2.Pleural fluid for diagnosis. Send for glucose, lactate dehydrogenase (LDH), pH, cell count, protein, and culture to aid with a possible diagnosis. Serum blood levels of LDH, total protein, and glucose are needed for comparison.

3.Light’s criteria: Used to differentiate between transudative and exudative pleural effusions.

a.Exudative if one of the following is present.

i.Ratio of pleural fluid to serum protein is greater than 0.5.

ii.Ratio of pleural fluid to serum LDH is greater than 0.6.

iii.Pleural fluid LDH is greater than two-thirds the normal serum LDH.

4.Additional testing may be indicated when trying to identify the etiology.

Differential Diagnosis

A.First, it is important to determine if the pleural effusion is transudate or exudate using Light’s criteria in order to establish a differential diagnosis.

B.Transudate pleural effusion.

C.Congestive heart failure (CHF).

D.Cirrhosis.

E.Exudate pleural effusion.

F.Pneumonia.

G.Cancer.

H.Tuberculosis.

I.Pulmonary embolism.

Evaluation and Management Plan

A.General plan.

1.For transudative effusions, manage the underlying disease process such as diuretics for patients with effusions due to heart failure.

2.Specific interventions.

a.Monitoring of chest x-rays: As needed pending the size, symptoms associated with the effusion, and following treatment to evaluate for reaccumulating fluid.

b.Therapeutic thoracentesis: Used for patients with refractory, large pleural effusions and/or severe respiratory compromise to relieve symptoms. Diagnostic evaluation may be required if concerned for malignancy, infectious process, and so forth.

i.Patients with malignant pleural effusions may require more than one thoracentesis due to reaccumulating fluid.

ii.Patients who need frequent thoracentesis may require a pleurodesis or indwelling tunneled pleural catheter for home drainage. The patient and family will require teaching about home use of the tunneled pleural catheter.

c.Chest tube.

i.Required for a parapneumonic effusion or an empyema, but ultimately the patient will need to be treated with antibiotics and possible surgical intervention.

FIGURE 2.4   Chest x-ray of left pleural effusion.

Source: By Tomatheart/Shutterstock.

ii.Required for patients with a hemothorax (bloody pleural effusion).

B.Patient/family teaching points.

1.Teach patients that it may help to cough or take a deep breath by holding a pillow against your chest to prevent pain.

2.Practice smoking cessation and avoid secondhand smoke.

3.Keep hydrated.

4.Use an incentive spirometer for frequent deep breathing and coughing exercises.

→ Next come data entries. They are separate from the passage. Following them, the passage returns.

PR #945, opened 2017-12-01
In setup.sh, add check to suppress running biodb-to-json.pl if system is on MacOS High Sierra

deepakunni3:
This PR is to address the issue observed in https://github.com/GMOD/Apollo/issues/1820

While running `setup.sh`, the `biodb-to-json.pl` step keeps running indefinitely while it generates large temp files to the point of filling all available disk space.

The behavior is observed only on **MacOS High Sierra**. 

This PR modifies `setup.sh` to check if the system is on MacOS High Sierra and skip running `biodb-to-json.pl` if it is.

@nathandunn @enuggetry

### DIFF
--- a/setup.sh
+++ b/setup.sh
@@ -19,6 +19,7 @@ legacy_message () {
 echo > setup.log;
 
 LEGACY_INSTALL=0
+
 if [ $# -gt 1 ] ; then
   echo "USAGE: ./setup.sh [legacy]"
   echo -e "\tTakes one optional argument, presence triggers legacy software install."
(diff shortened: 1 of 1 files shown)


nathandunn:
I'll test through this shortly.   In the interim, could you raise / find an issue here and add that as well to the echoed comments.   You can copy me on so that it subscribes me automatically.

https://github.com/bioperl/bioperl-live/issues

nathandunn:
That is almost instant.  Wow.  Yes, good to go once we have a reference for the bioperl issue.    The reason for this is for someone to say "hey, its fixed now".   I can create it instead if you prefer.

deepakunni3:
Did not create an issue on the BioPerl issues page because this issue might be occurring within Perl scripts packaged with JBrowse, one of which is `biodb-to-json.pl`.
If we find that its upstream to JBrowse then we can create an issue and reference it here.

rbuels:
@deepakunni3 could you add a line about this in the release-notes.txt?

rbuels:
Just update this pull request with the release-notes addition and I'll merge it

nathandunn:
Actually @rbuels , the "Gathering System Information" takes forever. I think its just the system_profiler call.  Is it necessary for the non-legacy build?

deepakunni3:
@nathandunn Its not "Gathering System Information". 

I do agree that the sytem_profiler call does take its time on MacOS, but its not the main cause of this issue.

I debugged through the entire `setup.sh` script to pin point the exact place where it was getting stuck. And that is at running `biodb-to-json.pl` step. If I comment that out for Volvox and Yeast, everything works fine.

nathandunn:
That’s right.  It’s all coming back to me.  Ignore my previous statement. 

Nathan

rbuels:
@deepakunni3 could you add a line about this in the release-notes.txt and update this branch with it? Or just add it to master and mention "#945" in the commit message so that it's linked here?

rbuels:
[It's all coming back to me too](https://www.youtube.com/watch?v=pDxoj-tDDIU&t=5m14s)

nathandunn:
Those are some fond memories

Nathan

cjfields:
@rbuels The issue is on systems with versions of berkeley-db compiled on older Mac OS X releases (along with any Perl libraries like DB_File compiled against it) which are upgraded to High Sierra (and APFS).  The issue in the Apple forum:

https://discussions.apple.com/thread/8125401

I have seen this with both the system perl and perlbrew installations; the only workarounds I found: 

1. Install a separate version of berkeley-db from brew or fink, then reinstall DB_File.  This seemed the fastest route; I'm not sure whether the system version is updated, but a clean version can be installed via fink or brew
2. Run a clean installation of perl with a recompiled version of berkeley-db.

PR #958, opened 2018-01-23
allow "key" in a tracks metadata to be used if the track configuratio…

### LINKED ISSUE #957: track metadata should be able to override the track's "key"
When a "key" attribute is set in a track's metadata, I think that should be used for the track label if a key is not already used in the track configuration.

On Sun, Jan 14, 2018 at 4:11 PM Loraine Guéguen <lgueguen@sb-roscoff.fr> wrote:
> Hi,
> 
> I have a JBrowse instance (1.12.1) with >500 tracks.
> I use faceted trackSelector, and the metadata are stored in a CSV file
> loaded with JSON attribute "trackMetadata".
> 
> Each track has a short name (defined in the CSV file) which is a
> human-readable name. I would like that this short name is displayed as
> track "title" when the track is displayed on the browser, that is to
> say, I'd like that this short name is used as "key" for the track.
> 
> Is it possible ?
> (naming the short-name CSV column as "key" is not working)
> 
> And the best would be, for a track, that the key defined in the CSV file
> overrides the key defined in the trackList.json file.
> 
> Looking forward to reading your answers.
> Thanks
> 
> Loraine

rbuels:
…n does not have "key" set

fixes #957


rbuels:
@enuggetry can I get a code review on this, and merge if it looks reasonable?

Also, how can we re-run that travis build that timed out?

Issue #390, opened 2013-11-29
canvasfeature labels do not stay visible


nicgirault:
With CanvasFeature track, labels are not visible when a feature is larger than the screen whereas with the HTMLFeature track, labels have a behavior similar to the css position property with value "fixed".

cmdcolin:
Basic idea for this can be accomplished like this


    diff --git a/src/JBrowse/View/FeatureGlyph/Box.js b/src/JBrowse/View/FeatureGlyph/Box.js
    index a390244..ddcc6ec 100644
    --- a/src/JBrowse/View/FeatureGlyph/Box.js
    +++ b/src/JBrowse/View/FeatureGlyph/Box.js
    @@ -327,8 +327,30 @@ return declare([ FeatureGlyph, FeatureLabelMixin ], {
             var fDescriptionWidth = fRect.description ? fRect.description.w : 0;
             var maxLeft = bpToPx( fMax ) - Math.max(fLabelWidth, fDescriptionWidth) - bpToPx( vMin );
             var minLeft = bpToPx( fMin ) - bpToPx( vMin );
    -
    +        if( fRect.label ) {
    +            if( fMin <= vMin) {
    +                context.font = fRect.label.font;
    +                context.fillStyle = fRect.label.fill;
    +                context.textBaseline = fRect.label.baseline;
    +                context.fillText( fRect.label.text,
    +                                  0,
    +                                  fRect.t+(fRect.label.yOffset||0)
    +                                );
    +            }
    +        }
    +        if( fRect.description ) {
    +            if( fMin <= vMin) {
    +                context.font = fRect.description.font;
    +                context.fillStyle = fRect.description.fill;
    +                context.textBaseline = fRect.description.baseline;
    +                context.fillText(
    +                    fRect.description.text,
    +                    0,
    +                    fRect.t + (fRect.description.yOffset||0)
    +                );
    +            }
    +        }

See http://gmod.827538.n3.nabble.com/Gmod-ajax-Labels-on-really-long-features-td4051495.html

cmdcolin:
Example

![tt2](https://cloud.githubusercontent.com/assets/6511937/10325776/05547dc6-6c5a-11e5-8e79-c58b110a2ae0.png)


This demonstrates two things

a) doesn't take the track label into account (html features moves feature label to the right to make room for track label)

b) doesn't try and remove subfeature label. some question of whether this is ok or not

rbuels:
[...]

PR #971, opened 2018-02-02
Moving labels canvasfeatures

cmdcolin:
This PR adds support for moving the canvasfeatures labels while scrolling, referencing issue #390

One caveat is that there is a small moment where the "renderLabel" rendering and the "updateStaticElements" from this PR are both visible at the same time. Not sure if there is a good fix (maybe clearRect over region?)

Screenshot
screenshot-localhost-2018-02-01-23-39-52-502


rbuels:
a.) could you add a release-notes blurb about this?

b.) aren't the strand arrows just drawn as updatable static elements?  probably the labels should be the same, don't you think?  can we just disable the renderLabel rendering of the labels?

cmdcolin:
I added a small change to help move towards option making it only an updateStaticFeatures thing. It works ok with single box features but with gene glyph the "bounds" of the fRect aren't expanded so the text overlaps feature on initial render (and, as noted above, the transcript labels overlap the transcripts during scrolling also, some question of whether this is desirable)

Screenshot, you can see that even when the label is not being "kept visible" the transcript labels overlap the feature. Normally the transcript labels are moved to the left of the feature.
screenshot-localhost-2018 02 27-21-10-08

rbuels:
does the gene glyph need to be fixed to make that work then?

cmdcolin:
this is a little weird but it seems like maybe a little tinier clearrect boundary might help, otherwise surrounding feature labels seem to get clipped




```
diff --git a/src/JBrowse/View/FeatureGlyph/Box.js b/src/JBrowse/View/FeatureGlyph/Box.js
index 3c1682e..4ca2021 100644
--- a/src/JBrowse/View/FeatureGlyph/Box.js
+++ b/src/JBrowse/View/FeatureGlyph/Box.js
@@ -313,7 +313,7 @@ return declare([ FeatureGlyph, FeatureLabelMixin], {
                 context.font = fLabelRecord.font
                 context.fillStyle = fLabelRecord.fill
                 context.textBaseline = fLabelRecord.baseline
-                context.clearRect(labelLeft,labelTop,fLabelRecord.w,fLabelRecord.h)
+                context.clearRect(labelLeft,labelTop,fLabelRecord.w,fLabelRecord.h*0.7)
                 context.fillText(
                     fLabelRecord.text,
                     labelLeft,

```

cmdcolin:
also the feature labels kind of go a little crazy when you click zoom out

rbuels:
@cmdcolin thanks for pointing those out, I fixed those two issues in dev

cmdcolin:
Awesome:))!

PR #972, opened 2018-02-02
Add histograms argument to the script add-bam-track.pl

loraine-gueguen:
Useful for automatisation in the case where we want to add a lot of BAM files with summary histograms from quantitrative data (bigwig files).


loraine-gueguen:
Changes done.

rbuels:
@loraine-gueguen thank you so much for this!

PR #979, opened 2018-02-07
gave travis the ability to create github releases and upload built zip files to them when tagged

### LINKED ISSUE #822: Github releases != jbrowse.org releases
While working on [docker-jbrowse](https://github.com/erasche/docker-jbrowse/) and [Galaxy tools](https://github.com/galaxyproject/tools-iuc/pull/994), I found out that the releases available as zip/tar.gz on github.com are not the same as the ones on jbrowse.org. The main difference I encountered is that on github, the js code is not minified.
Is there a particular reason for this? Maybe it would be better to have minified versions everywhere to avoid possible confusion?

rbuels:
Also runs selenium tests against the minified JBrowse release, instead of the source code, so that we test the (rather untrustworthy) minification.

Fixes #822

### DIFF
--- a/.gitignore
+++ b/.gitignore
@@ -53,3 +53,4 @@ themes/*/css
 .sass-cache
 .vscode/
 *driver.log
+JBrowse-*/
--- a/.gitignore
+++ b/.gitignore
@@ -3,14 +3,10 @@
 .#*
 \#*\#
 *.index
-/bin/wig2png
 *.pyc
 *TODO.txt
 Makefile
 /sample_data/json
-/src/wig2png/config.log
-/src/wig2png/config.status
-/src/wig2png/src/config.h
 /docs/jsdoc/
 /*-debug.html
 /extlib*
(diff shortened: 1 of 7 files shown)


nathandunn:
@rbuels  Getting this in the travis PR build:

```
0.00s$ if [[ ! -d ~/python ]]; then virtualenv ~/python; fi
0.00s$ source ~/python/bin/activate
/home/travis/.travis/job_stages: line 57: /home/travis/python/bin/activate: No such file or directory
The command "source ~/python/bin/activate" failed and exited with 1 during .
```

cmdcolin:
I think this is great. Id kind of like the jbrowse desktop electron app to be up to date too. If people agree it should stay maintained then it can probably be built and deployed too

rbuels:
@nathandunn ok i just committed a change to hopefully fix that virtualenv detection bug

@cmdcolin we need to talk about the electron app, I don't have a good idea of how it works. do you have time for a phone call today to talk about it?

cmdcolin:
Sure. I should be available, maybe 5 eastern. Can be on Gchat or skype

Issue #982, opened 2018-02-08
Fix Gradients - NeatCanvasFeatures


enuggetry:
gradient code was removed.

rbuels:
Could you put some more detail here?  When and why was the gradient code removed?

nathandunn:
@rbuels   For Apollo, we don't want the Gradient code there by default.   Visually it is initially nice, especially for screen shots, but we felt, as it didn't correlate to data values, that it was unnecessarily distracting.   

Either way, it should be configurable either way.  The default on or off is fine, as we don't activate by default.

enuggetry:
I do recall the gradient features are configurable and disableable.
https://github.com/GMOD/jbrowse/tree/dev/plugins/NeatCanvasFeatures

Perhaps we should move the introns into the core.

It was done as a plugin for sake of demonstrating a plugin.

nathandunn:
Yes.  I think there were problems with the configuration and unfortunately it didn’t get fixed properly.  

Moving it to the core (esp for canvas) would be a great idea, or as another track entirely (the old one could be canvasblockfeatures or something).

Nathan

rbuels:
@enuggetry @nathandunn could one of you guys submit a pull req for this, it's currently assigned to 1.12.4, which is releasing on Wednesday morning

nathandunn:
@rbuels   I'm not going to be able to get to it by Wednesday, but I'm happy to test someone else's PR.

enuggetry:
I can do this.

PR #985, opened 2018-02-13
Fix NeatCanvasFeatures - restore gradients

enuggetry:
Restores gradient features of NeatCanvasFeatures (issue #982)
Cleanup readme.md for both NeatHTMLFeatures and NeatCanvasFeatures


cmdcolin:
It doesn't appear to me that gradient features are configurable at least from looking at code. Is the flag ignored?

cmdcolin:
Also what was result of https://github.com/GMOD/jbrowse/pull/721 ? Why is this being changed back to gradient on by default?

enuggetry:
I'll take a look later today and fix any that needs fixing.

enuggetry:
by default the gradients should be on, as that's essentially what the plugin does.

PR #988, opened 2018-02-14
make neatfeatures gradient configurable

nathandunn:
adds configurability back (I hope) to #985 

I think this was working already for NeatHTMLFeatures


cmdcolin:
Can we make it off by default? It is visually distracting

nathandunn:
I'm still having trouble getting it to be configurable and the doc doesn't line up with it.  Going to add notes, but won't get to it for a couple of hours if someone else is feeling ambitions 

- [ ] confirm configurability for NeatHTMLFeatures
- [ ] confirm configurability for NeatCanvasFeatures
- [ ] square up doc with configuration options (`gradientFeatures` is better than `linearGradients`)

enuggetry:
made NeatHTMLFeatures and NeatCanvasFeatures config consistent.
add gradient:0 in plugin config to disable gradients.

Issue #605, opened 2015-06-12
Colours hardly visible


colindaven:
Hi,

thanks for the excellent work on Jbrowse. We have been running JBrowse for some time and one thing the users always comment on is that the default light grey is far too light to make out against a white background. Therefore I always make the following changes to the 

track_styles.css

Is there any chance at least the dark grey  "background-color: #2F4F4F;" might be used as default instead of the default light greys ?

Thanks!
Colin

old

background-color: #dadada;
background-color: #eee;

new
      background-color: #2F4F4F;

old
img/plus-chevron3.png
new
img/plus-chevron2.png

old
dark_20x3.png
new
dark_20x2.png

old
opacity: 0.2
new
opacity: 0.9

cmdcolin:
Looks like PR fixed this :)

PR #989, opened 2018-02-15
colours: increase contrast

colindaven:
https://github.com/GMOD/jbrowse/issues/605

For me and multiple users, seeing highly transparent (low opacity) very light grey bars against a light background is not good use of contrast.
I have made colours darker and increased opacity to mitigate this and make objects more visible, which enhances usability.

### DIFF
--- a/css/track_styles.css
+++ b/css/track_styles.css
@@ -43,7 +43,7 @@ div.hist {
     cursor: pointer;
     min-width: 1px;
     z-index: 10;
-    background-color: #eee;
+    background-color: #2F4F4F;
 
     box-sizing: border-box;
     -moz-box-sizing: border-box;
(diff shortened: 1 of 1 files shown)


scottcain:
Hi @colindaven could you include before and after screenshots?  I'm not sure what it is you want to change.  Thanks!

colindaven:
jbcolors_before
jb_colours_after

Here you go, sorry about the late response

scottcain:
Ah, I see.  Yes, I agree that the default grey is terrible there.

colindaven:
The very light grey is especially terrible for small features, which effectively disappear when they are scaled down. At least this is the complaint I always had at two different institutions.

rbuels:
That's a good point, the very light gray is a holdover from early days.  merged, thanks for the change!

Issue #980, opened 2018-02-07
No call samples are displayed as reference homozygous ref(x) / ref (x)


carrere:
Dear JBrowse team, 
I noticed that sample without variant calling (GT = ./.) are not well displayed in the detail table . Column GT is set to ref(x) /ref(x) where x is the reference nucleotide.

I think the problem must be around this line (default value is refseq when a splitter is found).
https://github.com/GMOD/jbrowse/blob/33f932a02c0d8114b073079557778bdfcef17c15/src/JBrowse/View/Track/_VariantDetailMixin.js#L148

If I use GT = . il my VCF file, the GT column is well formed (i.e. empty) but no-call summary number is now false (because gt is no more an array https://github.com/GMOD/jbrowse/blob/33f932a02c0d8114b073079557778bdfcef17c15/src/JBrowse/View/Track/_VariantDetailMixin.js#L168)

Thanks for your help !

Sebastien

rbuels:
@carrere could you also attach a screen shot of what the problem looks like in the detail box?

cmdcolin:
I guess the idea is that having a genotype ./. means NO_CALL but jbrowse currently makes it just say reference allele e.g. ref(x)/ref(x) where x is the current letter of the reference genome in the View details popup. 

Note that I think ./. was sort of glitchy before this commit https://github.com/GMOD/jbrowse/commit/68e8845646952ca9e06cec4dd86726f382934571 but I guess still needs a little work.

carrere:
@rbuels here is the problem:
![nocall](https://user-images.githubusercontent.com/1142779/35963579-796a479c-0cb5-11e8-8293-def59c425141.png)

carrere:
Thanks @rbuels  and @cmdcolin  ! Works perfectly

PR #990, opened 2018-02-15
Use specific handling of no-call in variant detail

cmdcolin:
This code handles variant no-call (represented as a .) to address #980

The previous code made this turn into "ref" because gtIndex being '.' going into parseInt('.') being NaN was handled the same way as the reference genotype of gtIndex being 0

This handles the '.' separately and just displays the dot in the genotype table


rbuels:
@cmdcolin does any of our test data have no-call sections that exercise this code path?  What's a good place where I can see this in action?

cmdcolin:
I modified the volvox.test.vcf.gz to have some of the samples include no-call ./. instead of 0/0 (after 10000 bp all of the variants have this)

In the view details popup you can see in the genotype table says "no-call / no-call" for these now (on dev branch it displays these as reference)

screenshot-localhost-2018 02 19-17-33-00

Could add an automated test if interested

Issue #295, opened 2019-05-11
link to the API docs in the README.md?


Pomax:
I don't see a link in the README.md that lets people get to the docs that cover the API for this package... can that be added?

rattrayalex-stripe:
It looks like the api docs for the main package are here: https://github.com/inikulin/parse5/blob/master/packages/parse5/docs/index.md

other packages here: https://github.com/inikulin/parse5/blob/master/docs/list-of-packages.md

Pomax:
It does, but I'm far less interested in "finding those link" as I am making sure _everyone_ can find them because they're listed in the main readme.

Pomax:
I've filed https://github.com/inikulin/parse5/pull/311, we'll see if @inikulin still looks at this repo.

PR #311, opened 2020-02-29
Make the readme.md actual markdown

Pomax:
Also, added a link directly to the API docs because those were missing for some reason.

### DIFF
--- a/README.md
+++ b/README.md
@@ -1,37 +1,16 @@
-<p align="center">
-    <a href="https://github.com/inikulin/parse5">
-        <img src="https://raw.github.com/inikulin/parse5/master/media/logo.png" alt="parse5" />
-    </a>
-</p>
+[![](https://raw.github.com/inikulin/parse5/master/media/logo.png)](https://github.com/inikulin/parse5)
 
-<p align="center">
-<i>HTML parsing/serialization toolset for Node.js. <a href="https://html.spec.whatwg.org/multipage/">WHATWG HTML Living Standard (aka HTML5)</a>-compliant.</i>
-</p>
+HTML parsing/serialization toolset for Node.js. [WHATWG HTML Living Standard (aka HTML5)](https://html.spec.whatwg.org/multipage/)-compliant.
 
-<p align="center">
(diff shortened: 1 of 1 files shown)


inikulin:
Hi, thanks for the contribution, but it was not intentionally not an "actual" markdown, because the "actual" markdown now looks like this:
image

inikulin:
I would accept a PR that adds the link to documentation, though. But keep in mind that this is a monorepo that contains multiple packages, and `parse5` is just one of them.

Pomax:
I'm sorry, I don't see the problem? Is the issue that you need every centered? Because that seems... irrelevant for a decent readme? It's your call of course but then maybe call it readme.html since it's just an html file instead of a normal markdown file.

inikulin:
What I'm trying to say is that I don't understand what this change intended to improve. I see regression in how markdown is displayed. Also, I don't understand reasoning behind: the PR removes HTML elements from the README justifying it by the usage of the "actual" markdown. Though, it's worth mentioning that HTML is a subset of markdown. 

> Anyway, the link is there, should be a few seconds work for you to add it in the original HTML form.

True, but I didn't open this PR.

Pomax:
mostly it turned "not an md file" into an md file, but if you want to keep it html without renaming, that's your call. As for "True, but I didn't open this PR.", equally true but that keeps https://github.com/inikulin/parse5/issues/295 open of course, which you can probably resolve in a few seconds since you own the code and can just add in the link in the format you want instead directly without even needing a PR.

inikulin:
> probably resolve in a few seconds since you own the code and can just add in the link in the format you want, without even needing a PR, using the github "edit file" option.

This indeed shouldn't take long. Though, you probably don't realise that parse5 is just one of my projects. I have 5 projects that I'm actively working at the moment and a few dozens that require my attention from time to time. With that in mind, it's sometimes quite hard for me to even find these few minutes to not harm my work-life balance. 

After all, it's a FOSS project, so anyone can contribute this change if it really bothers them.

Pomax:
I have dozens of projects I'm part of as well, so I know the pain of wanting to work on something but literally never getting to it. I'll see if I can find some time to file a new PR instead.

PR #312, opened 2020-03-05
Fix null value passed to escapeString caused error

xiangdewei:
Issue:
If null value passed to escapeString  function then replace function would fail.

C.Pharmacotherapy—depends on the etiology of pleural effusion.

1.Antibiotics.

a.For use in parapneumonic effusions, empyemas, and abscesses.

b.Use empiric coverage and consider the patient’s age, comorbidities, and clinical picture before tailoring the final selection of antibiotics.

c.In general, the antimicrobial coverage should cover anaerobic organisms.

2.Vasodilators and diuretics: For use in pleural effusions related to CHF and pulmonary edema.

3.Anticoagulants: For use in pleural effusions due to pulmonary emboli.

D.Discharge instructions.

1.Instruct patients to report any increased work in breathing, fevers, and pain that does not go away or gets worse. Take medications as prescribed.